Carbogen AMCIS, a leading company in the development and manufacturing of active pharmaceutical ingredients and pharmaceutical products, has announced the successful completion of the first inspection by the French National Agency for Medicines and Health Products Safety (ANSM) at its sterile drug manufacturing site in Saint-Beauzire.

This inspection, conducted in January 2025, follows the site’s opening authorization granted in February 2023. As a result, Carbogen AMCIS has been awarded a GMP certificate for its Saint-Beauzire site, marking a significant milestone in the facility’s ramp-up phases. This certificate covers the manufacturing, analysis, and release of clinical and commercial sterile drugs.

Thanks to the opening authorization obtained in February 2023, the site began its activities in 2023 and released its first batch in January 2024.

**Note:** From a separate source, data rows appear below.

PR #310, opened 2020-09-01
Add ActivateLocation screen to onboarding for required Android devices

devinjameson:
Why: some Android devices need Location to be on in Settings in order for Exposure Notifications to work.

This commit:
- Adds an `ActivateLocation` screen to the `ActivationStack` if the device needs location on for exposure notifications to work
- Navigates to the `ActivateLocation` screen from the `ActivateProximityTracing` screen only if location is off and needed for exposure notifications to work

Screen Shot 2020-09-01 at 1 58 56 PM


src/navigation/ActivationStack.tsx
```diff
@@ -104,7 +119,7 @@ const ActivationStack: FunctionComponent = () => {
 
   return (
     <Stack.Navigator screenOptions={screenOptions}>
-      {activationSteps.map((step, idx) => {
+      {activationSteps?.map((step, idx) => {
```
johnschoeman, line 123: Whats the need for the optional operator here? wouldnt activationSteps always be defined as an array?

src/locales/ar.json
```diff
@@ -22,6 +22,9 @@
     "launch_get_started": "ابدأ",
     "launch_screen1_header": "طريق العودة إلى الوضع الطبيعي يبدأ من هنا"
   },
+  "onboarding": {
```
johnschoeman, line 25: why are all these translations included in this pr? should they be in a different commit/pr?

src/Activation/ActivateProximityTracing.tsx
```diff
@@ -59,6 +62,10 @@ const ActivateProximityTracing: FunctionComponent = () => {
     )
   }
 
+  const handleOnPressActivateProximityTracing = () => {
+    showProximityTracingAlert()
```
johnschoeman, line 66: 💯

src/navigation/ActivationStack.tsx
devinjameson: For some reason Typescript thinks it could be undefined. Is there a workaround for that?

johnschoeman: I would look into the type signature of Platform.select and see if theres a thread to follow there.

devinjameson: Good call, it needed a default.

src/locales/ar.json
devinjameson: Removed thank!

PR #311, opened 2020-09-01
Fix homepage copy issue

devinjameson:
Why: prior to this commit, we were not informing the relevant users that
they need Location enabled in the home page subheader copy.

Screen Shot 2020-09-01 at 2 20 04 PM

### DIFF
--- a/src/Home/index.tsx
+++ b/src/Home/index.tsx
@@ -41,7 +41,10 @@ const Home: FunctionComponent = () => {
   const style = createStyle(insets)
 
   const isBluetoothOn = useBluetoothStatus()
-  const { isLocationOffAndNeeded } = useHasLocationRequirements()
+  const {
+    isLocationNeeded,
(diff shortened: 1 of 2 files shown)


src/Home/index.tsx
```diff
@@ -62,9 +65,18 @@ const Home: FunctionComponent = () => {
   const headerText = appIsActive
     ? t("home.bluetooth.tracing_on_header")
     : t("home.bluetooth.tracing_off_header")
-  const subheaderText = appIsActive
-    ? t("home.bluetooth.all_services_on_subheader", { applicationName })
-    : t("home.bluetooth.tracing_off_subheader")
+  const subheaderText = () => {
+    switch (appIsActive) {
```
johnschoeman, line 69: why the switch here? could and if-else block work?

devinjameson: Good call.

PR #314, opened 2020-09-01
Introduce StatusBar component

devinjameson:
Why: prior to this commit, there were places within the app where screen
content would overlap with status bar content.

Using `SafeAreaView` does not result in the correct UI or functionality because
it results in challenging and non-intuitive cross-platform behavior.

The cross-platform behavior is more intuitive and predictable using a
plain `View`, which wraps the `StatusBar` component from React Native.
This `View`'s height is set using `insets.top` (provided by the `useSafeAreaInsets`
hook from `react-native-safe-area-context`). The background color on this `View`
effectively becomes the status bar's background color.

Notes:
- This should be used on all screens without a header bar because all screens will
be scrollable to support large accessibility text sizes. Most screens will use this
with the `primaryLightBackground` color. 
- A future commit may remove `useStatusBarEffect` and wrap all the status bar
styling in the new `StatusBar` component

This commit:
- Introduces a `StatusBar` component
- Uses `StatusBar` on `Home/index` and `ExposureHistory/History/index`
- Removes translucent status bars on android

**Before**
before

**After**
statusbar

### DIFF
--- a/__mocks__/react-native-safe-area-context.js
+++ b/__mocks__/react-native-safe-area-context.js
@@ -1,0 +1,1 @@
+export const useSafeAreaInsets = jest.fn().mockReturnValue({insets: {bottom: 0}})
--- a/__mocks__/react-native-safe-area-context.js
+++ b/__mocks__/react-native-safe-area-context.js
@@ -1,1 +1,1 @@
-export const useSafeAreaInsets = jest.fn().mockReturnValue({insets: {bottom: 0}})
+export const useSafeAreaInsets = jest.fn().mockReturnValue({ insets: { bottom: 0 } })
--- a/src/Home/index.spec.tsx
+++ b/src/Home/index.spec.tsx
@@ -2,7 +2,6 @@ import React from "react"
 import { Alert, Share } from "react-native"
 import { render, fireEvent, within } from "@testing-library/react-native"
 import { useNavigation } from "@react-navigation/native"
-import { useSafeAreaInsets } from "react-native-safe-area-context"
 import "@testing-library/jest-native/extend-expect"
 
 import Home from "."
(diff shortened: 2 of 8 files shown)


src/Home/index.spec.tsx
```diff
@@ -16,9 +15,6 @@ import { ConfigurationContext } from "../ConfigurationContext"
 
 jest.mock("@react-navigation/native")
 
-jest.mock("react-native-safe-area-context")
-;(useSafeAreaInsets as jest.Mock).mockReturnValue({ insets: { bottom: 0 } })
```
aledustet, line 20: nice!! mocks that are not relevant to most of the tests go great under the `mocks` folder 👏

__mocks__/react-native-safe-area-context.js
```diff
@@ -0,0 +1 @@
+export const useSafeAreaInsets = jest.fn().mockReturnValue({insets: {bottom: 0}})
```
amandabeiner: 💯

src/Home/index.spec.tsx
devinjameson: 😋

src/components/StatusBar.tsx
```diff
@@ -0,0 +1,39 @@
...
+import { Colors } from "../styles"
+
+interface StatusBarProps {
+  backgroundColor?: string
+}
+
+const StatusBar: FunctionComponent<StatusBarProps> = ({
+  backgroundColor = Colors.primaryLightBackground,
+}) => {
+  const insets = useSafeAreaInsets()
```
amandabeiner, line 14: Really like moving this logic into this component! So much neater :)

src/components/StatusBar.tsx
```diff
@@ -0,0 +1,39 @@
...
+  )
+}
+
+type StyleProps = {
+  insets: EdgeInsets
+  backgroundColor: string
+}
+
+const createStyle = ({ insets, backgroundColor }: StyleProps) => {
+  /* eslint-disable react-native/no-unused-styles */
```
johnschoeman, line 30: do we still need this eslint-disable?

src/components/StatusBar.tsx
devinjameson: 💯

src/components/StatusBar.tsx
devinjameson: Yes we do unfortunately…

PR #315, opened 2020-09-01
Retry post diagnosis request when necessary

aledustet:
Why:
----
Some responses from the post-diagnosis keys endpoint return with a retry HTTP status code. We should honor these and retry the request when necessary.

How:
----
A document was shared about which error values deemed a retry response. This was used to determine the responses, in the case of the post-diagnosis endpoint, only `internal_error` and the responses with redirect headers `429` and `503`

This Commit:
----
- Adds retry logic to postDiagnosisKeys request
- Add post keys error for an internal error message

Reviewers:
----
Not sure about the delay after getting the retry to be confirmed, there is an [header] in these requests according to the HTTP standard, could not see any of those on my testing perhaps is worth checking? 

[header]: https://developer.mozilla.org/en-US/docs/Web/HTTP/Headers/Retry-After

### DIFF
--- a/src/AffectedUserFlow/exposureNotificationAPI.spec.ts
+++ b/src/AffectedUserFlow/exposureNotificationAPI.spec.ts
@@ -9,6 +9,10 @@ import { fetchWithTimeout, TIMEOUT_ERROR } from "./fetchWithTimeout"
 jest.mock("./fetchWithTimeout")
 
 describe("postDiagnosisKeys", () => {
+  afterEach(() => {
+    jest.resetAllMocks()
+  })
+
   it("executes requests with default headers and serialized data", async () => {
     const exposureKeys: ExposureKey[] = []
     const regionCodes: string[] = []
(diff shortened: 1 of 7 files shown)


src/AffectedUserFlow/exposureNotificationAPI.spec.ts
```diff
@@ -109,6 +113,81 @@ describe("postDiagnosisKeys", () => {
     })
   })
 
+  describe("on a retry response", () => {
+    it("retries the request and returns the response of the next not retry", async () => {
```
devinjameson, line 117: Is this correct or is there a typo? ➡️ `not retry`

aledustet: I think i missed the response at the end 😄

src/AffectedUserFlow/exposureNotificationAPI.ts
```diff
@@ -54,7 +53,125 @@ type PostKeysResponse = PostKeysSuccess | PostKeysNoOp
...
+  temporaryExposureKeys: ExposureKey[]
+  regions: RegionCode[]
+  verificationPayload: Token
+  hmackey: string
+  padding: string
+  appPackageName: string
+  revisionToken: string
+}
+
+class PostDiagnosisKeysRequest {
```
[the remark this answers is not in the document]
aledustet: Also to encapsulate the request running logic without repeating the arguments across the different methods, and to keep the local-only constants inside a container

PR #360, opened 2020-09-10
Add scrollview around welcome screen

aledustet:
Why:
----

On smaller phones the call to action on the welcome screen can not be tapped because the image and text push it out the screen. We need this button to be reachable by users when it is not reachable.

How:
----

Adding a scroll view container where the container can grow to its full height will allow users on smaller screens to scroll down as they need to.

This Commit:
----

- Add scroll view container to welcome screen

Reviewers:
----

Not sure this is a long term solution to some text size issues but it allows users to move past this step.

Large GIF (396x656) Screen Shot 2020-09-10 at 10 23 18 AM

### DIFF
--- a/src/Onboarding/Welcome.tsx
+++ b/src/Onboarding/Welcome.tsx
@@ -1,5 +1,11 @@
 import React, { FunctionComponent } from "react"
-import { Image, StyleSheet, View, TouchableOpacity } from "react-native"
+import {
+  Image,
+  StyleSheet,
+  View,
+  TouchableOpacity,
+  ScrollView,
+} from "react-native"
 import { useTranslation } from "react-i18next"
 import { useNavigation } from "@react-navigation/native"
 import LinearGradient from "react-native-linear-gradient"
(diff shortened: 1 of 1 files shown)


johnschoeman (approved):

src/Onboarding/Welcome.tsx
```diff
@@ -44,50 +50,60 @@ const Welcome: FunctionComponent = () => {
   return (
     <>
       <StatusBar backgroundColor={Colors.primaryLightBackground} />
-      <GradientBackground
-        gradient={Colors.gradientPrimary10}
-        angleCenterY={0.75}
+      <ScrollView
+        alwaysBounceVertical={false}
+        contentContainerStyle={style.scrollContentContainer}
```
devinjameson, line 55: We tend to call this `style.contentContainer` elsewhere in the app but totally a matter of preference.

devinjameson (approved):
:shipit:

A State-of-the-Art Facility

Inaugurated in early 2023, the Saint-Beauzire site represents a major investment by Carbogen AMCIS (60 million euros), highlighting the company’s commitment to strengthening its sterile drug manufacturing capabilities. The 9,500 m² site features two fully automated production lines for liquid and lyophilized drug products, supporting a wide range of therapeutic areas, including highly potent compounds and advanced therapies such as antibody-drug conjugates (ADCs). Its flexible and versatile configuration is unique in Europe and fully compliant with the latest EU GMP Annex 1 standards for sterile medicinal products.

With over 15 years of expertise in developing injectable and liquid pharmaceutical forms, the Saint-Beauzire facility offers customized solutions for preclinical trials, clinical trials, and small to medium-scale commercial manufacturing. The site also creates significant employment opportunities, with approximately 130 highly skilled professionals.